The answer must consist of every line from the data that holds the string "action".

##### SOURCE INFORMATION #####

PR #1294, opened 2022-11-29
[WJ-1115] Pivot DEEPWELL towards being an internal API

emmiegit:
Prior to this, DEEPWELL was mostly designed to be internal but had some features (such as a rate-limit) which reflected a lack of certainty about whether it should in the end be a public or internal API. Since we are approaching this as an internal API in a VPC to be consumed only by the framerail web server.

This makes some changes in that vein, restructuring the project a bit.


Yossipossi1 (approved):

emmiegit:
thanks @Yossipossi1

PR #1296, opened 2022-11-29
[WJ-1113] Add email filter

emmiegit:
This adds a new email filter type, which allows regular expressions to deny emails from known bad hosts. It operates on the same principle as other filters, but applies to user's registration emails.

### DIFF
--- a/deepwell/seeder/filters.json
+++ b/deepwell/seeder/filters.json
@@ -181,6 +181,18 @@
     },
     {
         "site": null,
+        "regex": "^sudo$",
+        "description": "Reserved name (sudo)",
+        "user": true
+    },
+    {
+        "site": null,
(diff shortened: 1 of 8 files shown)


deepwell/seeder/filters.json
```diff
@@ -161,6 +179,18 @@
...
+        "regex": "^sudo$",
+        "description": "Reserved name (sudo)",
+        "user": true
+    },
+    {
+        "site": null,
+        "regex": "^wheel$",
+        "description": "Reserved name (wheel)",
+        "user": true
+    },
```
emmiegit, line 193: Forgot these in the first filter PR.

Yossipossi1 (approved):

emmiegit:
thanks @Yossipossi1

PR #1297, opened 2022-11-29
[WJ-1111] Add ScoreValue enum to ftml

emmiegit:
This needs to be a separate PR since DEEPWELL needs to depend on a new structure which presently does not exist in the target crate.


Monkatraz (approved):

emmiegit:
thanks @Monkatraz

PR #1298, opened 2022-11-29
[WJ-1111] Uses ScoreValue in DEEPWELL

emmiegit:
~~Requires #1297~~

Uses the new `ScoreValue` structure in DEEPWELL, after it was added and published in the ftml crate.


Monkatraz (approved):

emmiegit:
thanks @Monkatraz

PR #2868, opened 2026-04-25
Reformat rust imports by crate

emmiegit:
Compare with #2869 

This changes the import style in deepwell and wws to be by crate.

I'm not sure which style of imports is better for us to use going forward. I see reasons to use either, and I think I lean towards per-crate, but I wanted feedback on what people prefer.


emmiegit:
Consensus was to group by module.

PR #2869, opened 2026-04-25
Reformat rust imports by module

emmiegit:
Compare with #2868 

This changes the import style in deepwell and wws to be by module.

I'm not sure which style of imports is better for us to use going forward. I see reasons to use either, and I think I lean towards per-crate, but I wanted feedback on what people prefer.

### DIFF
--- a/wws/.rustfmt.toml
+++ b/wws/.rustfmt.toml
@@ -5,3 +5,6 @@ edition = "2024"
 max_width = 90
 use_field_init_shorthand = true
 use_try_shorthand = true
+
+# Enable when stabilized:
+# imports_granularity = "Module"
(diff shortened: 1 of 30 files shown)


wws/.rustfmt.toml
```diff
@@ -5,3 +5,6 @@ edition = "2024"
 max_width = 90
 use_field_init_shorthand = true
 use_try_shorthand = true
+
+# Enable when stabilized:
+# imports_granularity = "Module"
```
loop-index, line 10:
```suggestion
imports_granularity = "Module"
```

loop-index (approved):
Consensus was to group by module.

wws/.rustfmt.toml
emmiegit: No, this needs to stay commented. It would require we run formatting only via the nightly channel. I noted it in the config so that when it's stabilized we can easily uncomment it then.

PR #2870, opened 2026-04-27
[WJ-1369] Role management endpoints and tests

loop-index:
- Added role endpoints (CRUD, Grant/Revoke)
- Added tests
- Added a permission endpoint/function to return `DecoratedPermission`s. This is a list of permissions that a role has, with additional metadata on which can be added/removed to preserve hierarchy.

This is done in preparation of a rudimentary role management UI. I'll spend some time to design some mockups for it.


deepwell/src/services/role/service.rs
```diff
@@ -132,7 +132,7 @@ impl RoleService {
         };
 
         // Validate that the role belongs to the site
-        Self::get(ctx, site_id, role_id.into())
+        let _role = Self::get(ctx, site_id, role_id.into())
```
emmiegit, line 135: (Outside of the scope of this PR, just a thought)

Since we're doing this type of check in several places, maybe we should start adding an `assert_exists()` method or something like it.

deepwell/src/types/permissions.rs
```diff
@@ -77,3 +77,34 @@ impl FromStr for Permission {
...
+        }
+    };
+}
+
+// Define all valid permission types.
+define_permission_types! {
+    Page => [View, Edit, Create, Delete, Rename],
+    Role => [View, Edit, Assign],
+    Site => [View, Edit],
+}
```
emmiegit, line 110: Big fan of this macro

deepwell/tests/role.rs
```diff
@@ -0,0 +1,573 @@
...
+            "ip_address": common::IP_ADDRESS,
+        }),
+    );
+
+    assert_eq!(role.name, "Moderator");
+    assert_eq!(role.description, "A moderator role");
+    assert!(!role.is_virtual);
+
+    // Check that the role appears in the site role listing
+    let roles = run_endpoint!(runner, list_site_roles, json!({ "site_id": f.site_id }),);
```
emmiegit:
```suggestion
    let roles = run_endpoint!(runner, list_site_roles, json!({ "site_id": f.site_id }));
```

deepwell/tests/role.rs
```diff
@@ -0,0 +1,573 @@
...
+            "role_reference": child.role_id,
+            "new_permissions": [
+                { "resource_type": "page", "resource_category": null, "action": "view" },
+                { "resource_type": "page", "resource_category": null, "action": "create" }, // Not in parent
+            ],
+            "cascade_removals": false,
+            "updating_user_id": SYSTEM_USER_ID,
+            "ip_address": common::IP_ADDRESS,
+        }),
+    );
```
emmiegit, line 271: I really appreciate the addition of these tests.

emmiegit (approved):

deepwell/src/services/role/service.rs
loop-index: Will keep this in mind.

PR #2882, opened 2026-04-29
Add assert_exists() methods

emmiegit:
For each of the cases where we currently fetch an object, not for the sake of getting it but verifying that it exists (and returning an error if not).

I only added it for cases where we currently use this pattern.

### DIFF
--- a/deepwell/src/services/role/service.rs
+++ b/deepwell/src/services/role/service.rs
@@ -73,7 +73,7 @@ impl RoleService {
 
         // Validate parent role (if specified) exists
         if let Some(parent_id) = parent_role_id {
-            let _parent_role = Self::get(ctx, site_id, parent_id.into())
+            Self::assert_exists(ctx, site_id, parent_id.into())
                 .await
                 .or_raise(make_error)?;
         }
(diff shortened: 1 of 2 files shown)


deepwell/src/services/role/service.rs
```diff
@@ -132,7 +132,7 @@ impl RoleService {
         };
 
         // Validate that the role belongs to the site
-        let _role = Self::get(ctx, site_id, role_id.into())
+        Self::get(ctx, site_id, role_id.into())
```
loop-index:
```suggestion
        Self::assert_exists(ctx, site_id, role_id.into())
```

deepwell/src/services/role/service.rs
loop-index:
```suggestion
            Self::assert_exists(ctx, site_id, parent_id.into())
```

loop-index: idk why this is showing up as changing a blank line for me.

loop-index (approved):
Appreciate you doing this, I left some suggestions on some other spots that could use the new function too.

#####

_EXPECTED OUTPUT_
+                { "resource_type": "page", "resource_category": null, "action": "view" },
+                { "resource_type": "page", "resource_category": null, "action": "create" }, // Not in parent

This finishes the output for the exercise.